Excerpt: 'Home,' by John Edwards

Nov. 14, 2006 — -- Home: few things in America are as hallowed or universal. Now, former North Carolina senator and vice presidential candidate John Edwards has dedicated a book to the institution.

"Home: The Blueprints of Our Lives" compiles 60 Americans' thoughts on the place in their lives that that has meant most to them.

Some of the contributors are well-known, like actor Danny Glover and football star Joe Montana. Others may not be household names but are notable for their work, like social worker Robert Carr.

Like no book before it, "Home" offers an intimate portrait of the many different ways a home can be defined and how important the institution is to American culture.

Read an Excerpt from "Home" below:

From the Introduction of Home:

Home. The place that helps to define how we see ourselves and how we choose to make our way in the world -- the blueprint of our lives.

Where we learn to dream. Where we become who we are. And where we can always return. The A-frames and split-levels and mansions and ranches and apartments in this book are as different as the people who have lived in them. But this isn't a book about houses; it's a book about homes. About the values they rest on, the dreams they are filled with, and the people they have shaped.

The houses and circumstances are different, but much of what you find inside will be familiar. Much of what you find will be what you already know -- that America at its best is a place of amazing opportunity, deep values, and unlimited optimism. That, given half a chance, we are a people who can accomplish anything. And that no matter where we come from or what we have done, our values are common and our dreams are shared.

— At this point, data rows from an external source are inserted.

PR #3702, opened 2026-09-10
fix(billing): stop telemetry admission from polling Stripe per request

simlarsen:
Follow-up to #3693. That PR made the failure *legible*; this one removes its cause.

## The error you saw

> Could not reach the payment provider to read payment methods (rate_limit). Please try again.

That string is the 503 added in #3693, and `rate_limit` is Stripe's own error code — so the diagnosis is now settled rather than inferred. It is HTTP 429, and it survived everything #3693 did: single-flight syncs, five retry attempts, `Retry-After`, `maxNetworkRetries`. Retrying harder was never going to fix it.

## Where the calls actually come from

Not the billing page. **Telemetry admission.**

`getPolicyFromSecretKey` runs for every ingested batch — OTLP over HTTP ([TelemetryIngest.ts:221](Common/Server/Middleware/TelemetryIngest.ts:221)), gRPC ([GrpcServer.ts:83](App/FeatureSet/Telemetry/GrpcServer.ts:83)), MQTT per PUBLISH ([MqttServer.ts:339](App/FeatureSet/Telemetry/MqttServer.ts:339)), session replay — and it deliberately re-checks billing even on a key-cache hit.

`canUsePayAsYouGo` cached an *authorized* project for 60s. A **denial was never cached at all**, so an unpaid project re-ran the full check every single time — and that check costs one `paymentMethods.list` per supported type, of which there are four.

At this repo's own OTel export defaults (traces every 5s, logs every 1s), one instrumented Node process makes **~73 admission checks/min ≈ 292 Stripe reads/min**. Six processes is **~29 reads/second** against a documented sandbox ceiling of **25 requests/second per account** ([Stripe rate limits](https://docs.stripe.com/rate-limits)).

So a single un-carded project ingesting telemetry can hold the entire Stripe account at its rate limit indefinitely — and every other project's billing page fails with it. That is what you were looking at.

## The fix

Denials become cacheable, but only where staleness is harmless:

- `canUsePayAsYouGo` caches a denial for **10s**, honoured only for callers passing `allowStaleDenial`. Telemetry admission is the only such caller, and the client retries, so a few seconds is invisible. Every user-facing check — the billing page's own gate, creating a monitor — still reads through, so *"add a card and it works"* keeps meaning that.
- `BillingPaymentMethodService` clears the cached decision whenever it re-reads payment methods from the provider. The billing page reads that table immediately after a card is added, so ingest is admitted on the **next batch**, not at the end of the TTL.

Effect on the failing path: from *4 Stripe reads per ingest request, unbounded* to *at most 4 reads per project per 10s, independent of ingest volume*.

## Corrections to #3693

Two comments I wrote there overstated what they bought, and I'd rather fix them than let someone double-count the mitigation later:

- Stripe documents only a `Stripe-Rate-Limited-Reason` header on a rate-limited 429 and does **not** document sending `Retry-After`.
- stripe-node's `_shouldRetry` never retries a plain 429 — it covers connection-closed codes, 409 and ≥500.

Both mechanisms are worth keeping. Neither was mitigating this.

## Considered and deliberately not done

- **Collapsing the four per-type `paymentMethods.list` calls into one untyped list** (5 reads → 2). The direction is right and the response shape is identical, but the API version at which `type` became optional could not be established without a live call, and an unfiltered list returns Stripe's ordering rather than ours — which silently changes which card `payInvoice` charges first. Worth doing as its own change, with its own testing, on the money path.
- **A circuit breaker on provider reads**, and **invalidating authorization on payment-method delete** — the latter is unreachable, because `deletePaymentMethod` refuses to detach the last remaining method, so a successful delete always leaves authorization unchanged. Clearing the cache there would only force a needless read.

## Verification

- 406 tests across 13 billing suites pass, including 6 new ones covering: ordinary callers still read through a denial, repeat admission checks answer from cache (1 provider read for 3 checks), the denial expires at 10s, a card added a moment ago is honoured once payment methods are re-read, denials stay project-scoped, and admission is still refused from a cached denial.
- `tsc --noEmit` clean; eslint clean on every changed file.

One caveat worth stating plainly: `InMemoryTTLCache` is per-process, so the invalidation only clears the process that served the billing page. A cross-process invalidation would need Valkey. In practice the denial TTL is 10s, so the worst case elsewhere is bounded by that anyway.

### DIFF
--- a/Common/Server/Services/BillingPaymentMethodService.ts
+++ b/Common/Server/Services/BillingPaymentMethodService.ts
@@ -9,6 +9,7 @@ import BadDataException from "../../Types/Exception/BadDataException";
 import Model from "../../Models/DatabaseModels/BillingPaymentMethod";
 import Project from "../../Models/DatabaseModels/Project";
 import CaptureSpan from "../Utils/Telemetry/CaptureSpan";
+import PayAsYouGoBillingService from "./PayAsYouGoBillingService";
 import Dictionary from "../../Types/Dictionary";
 import ObjectID from "../../Types/ObjectID";
 
@@ -94,6 +95,16 @@ export class Service extends DatabaseService<Model> {
       });
     }
 
+    /*
+     * We have just read the authoritative list of payment methods for this
+     * project, so any cached authorization decision is now stale by
+     * definition. Clearing it here is what makes the admission path's denial
+     * cache safe: the billing page reads this table immediately after a card
+     * is added, so ingest stops being denied on the very next batch instead of
+     * at the end of the denial TTL.
+     */
+    PayAsYouGoBillingService.invalidate(data.projectId);
+
     return paymentMethods;
   }
 
@@ -166,6 +177,13 @@ export class Service extends DatabaseService<Model> {
       }
     }
 
+    /*
+     * No authorization invalidation here on purpose: BillingService
+     * .deletePaymentMethod refuses to detach the last remaining method, so a
+     * successful delete always leaves the project with at least one card and
+     * its authorization unchanged. Clearing the cache would only force a
+     * needless provider read.
+     */
     return { deleteBy, carryForward: null };
   }
 }
--- a/Common/Server/Services/BillingService.ts
+++ b/Common/Server/Services/BillingService.ts
@@ -87,6 +87,11 @@ const PAYMENT_READ_MAX_RETRY_DELAY_IN_MS: number = 8000;
  * 500 {"error":"Server Error"}. That is a user-visible failure of the billing
  * page on a single upstream hiccup. The SDK's own retry generates an
  * idempotency key per attempt, so it is safe for writes as well as reads.
+ *
+ * It does NOT cover a plain 429: stripe-node's _shouldRetry
+ * (node_modules/stripe/lib/StripeResource.js) retries connection-closed codes,
+ * 409 and >=500 only. Rate limits are handled by readPaymentProvider's own
+ * ladder and, more importantly, by not making the calls in the first place.
  */
 const STRIPE_MAX_NETWORK_RETRIES: number = 2;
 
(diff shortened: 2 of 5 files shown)


simlarsen:

|---|---|---|---|---|---|---|
| :white_check_mark: | Open Source Security| 0 | 0 | 0 | 0 | [ 0 issues](https://app.snyk.io/org/oneuptime-RsC2nshvQ2Vnr35jHvMnMP/pr-checks/fb4633d4-1b20-48b8-80ff-6e9b37034078?refs=e00cdbc1c5b0b43fa845df1418f4bbdca05f954b&source=prChecksComment) |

These are our homes. This is America. Please come in.

-- JOHN EDWARDS

Robert Carr

Most people know me as Robert Carr, but my Indian name is Guwatemo. I was born in July of 1940 on the Pueblo of Laguna Indian reservation in New Mexico, in the same village my parents and my seven brothers and sisters were born. Pueblo society was matrilineal, and one of its customs was that when a couple married, the husband would move in with his wife's family. So one of my first homes was my maternal grandmother's home. It wasn't the only one, though; until I turned twelve, I lived in three different, but very similar, houses. All of the buildings on the reservation were alike, in fact -- one-story structures with floors of mud and straw, kerosene lamps for light, and no indoor plumbing.

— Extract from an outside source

PR #3703, opened 2026-09-10
fix(probe): stop a stalled synthetic bootstrap from failing the monitor

simlarsen:
## What the customer saw

A customer's synthetic monitors intermittently failed overnight, several at a time. What reached them was:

One of these houses, my parents' house, was about 1,800 square feet, quite large by local standards. There was a small entry room and the kitchen held the all-important wood-burning stove for heating and cooking. Four other rooms were used for sleeping and storage, and a closet with a cellar underneath kept the staples that my parents purchased using their ration books during World War II. The kitchen stove was our only source of heat, but it really only warmed the kitchen; we lived at a very high elevation, so the rest of the house was freezing cold most of the time. My grandmother's house was about the same size: a small kitchen with a wood burning stove, plus three additional rooms. Behind this house was a large cellar with bins that held grinding stones. The women in the family used these stones to grind corn; I can still see them, dressed in traditional Native American clothing, and singing in unison while they worked.

My father tended sheep, so he wasn't usually found in these houses.

We saw my father often, though, at the third house, a sheep camp where the family stayed during the early spring of each year to lamb and shear our flock. This was a one-room house measuring about 10' x 15', with a wood-burning kitchen stove, a fireplace that we never used, and a large homemade table with benches. There was a makeshift cabinet that held the kitchenware, and against a wall was a bedroll for my parents, who slept on the floor. Children and whoever else was there helping with the flocks would sleep outside in the open on homemade mattresses or pelts. When my father's siblings consolidated their flocks for lambing and shearing, there could be fifteen people staying together. Given the ratio of people to space, the sheep camp house was mostly used for cooking, eating, and shelter from the wind and cold. After the lambing and shearing season, our father and the older children would take the flock to a higher elevation and greener pastures. The children returned home just before school started in mid-August.

Growing up on the reservation was very structured -- our parents and our tribe had high expectations. From a very early age, we had chores to do before we were allowed to play -- chopping wood, going for water from the village pump, hoeing in the garden. We learned that we should never have to be asked to help, nor should we expect to be paid. We were taught to respect our elders, and always to address them according to their relationship to us -- Uncle, Brother, Grandfather.

It was a lot of work at the sheep camp, but we had fun, too. Every day we would compete to see who could find the most bird nests and arrowheads while herding. At the end of each day we'd gather at the kitchen table to show each other the arrowheads we found, each of us judging the legitimacy of the others' findings and tallying up the "credits." Some nights, we'd have pudding, made in a container lined with cornhusks, and everyone would want their share so they could chew the leftover pudding that had dried onto the husks.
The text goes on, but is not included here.